As Zimbabwe looks towards the 2018 elections, the formation of a grand coalition remains top of the agenda. The problems affecting Zim PF may affect any negotiations that are taking place between the parties, but they may be a blessing in disguise as they will weed out divisive elements. Much will depend on whether the party remains intact after the on-going challenges.

Nevertheless, it is becoming more evident that compared to its counterparts, the MDC-T remains the major political force that presents a serious threat to ZANU PF’s long stay in power. However, its strength and the weaknesses of its counterparts should not cause arrogance on its part. A belief that it can go it alone will be retrogressive in the bigger scheme of things. Apart from economies of scale, a grand coalition will boost voter morale. Those who have given up might just get some motivation if they see the disparate opposition working together. Young voters might just get the motivation to go and register and vote fr the first time in 2018.

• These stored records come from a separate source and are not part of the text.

PR #187, opened 2015-07-29
Fixes needed for livemedia-creator and anaconda --dirinstall

bcl:
Skipping device teardown is a bit of a hack, but it solves the problem for the moment. We need to look at how mountpoints are being handled and fix that at some point soon. It is nuts that repeated calls to teardown can result in different behavior.


vpodzime:
These both look good to me.

bcl:
pushed

PR #188, opened 2015-07-30
Pass a sysfs path to MultipathDevice constructor (#1245201)

rvykydal:
As dlehman advised, I

Cherry-picked master
commit d2a27294a05b0c34bb6a69d3393cda1d17ae0a7

And tested that it works.

Resolves: rhbz#1245201


rvykydal:
Pushed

Scholars have noted that grand coalitions are likely to be effective if they include the major opposition parties. As Resnick pointed put in her study, despite perceived advantages, coalitions rarely defeat incumbents and in order to be competitive, they need the involvement of major opposition parties. In other words, without major opposition parties, coalitions are unlikely to have much effect. It makes political sense, therefore, to build the grand coalition around the MDC-T, given its size and capacity. Instead of spending too much time on who leads, they should build institutions that provide for checks and balances into the coalition agreement. While a coalition should be inclusive, it does not mean every party which claims to be an opposition party deserves a place in the grand coalition. Apart from opportunists, there are also infiltrators who will seek space in order to infiltrate and destabilise the coalition. Parties must demonstrate what they bring to the grand coalition, beyond their names and leaders.

Finally, while a grand coalition is important, it is not the silver bullet for opposition parties. Far more needs to be done to take on and overcome an entrenched ruling party like ZANU PF. The grand coalition must therefore be seen as just one of multiple electoral strategies.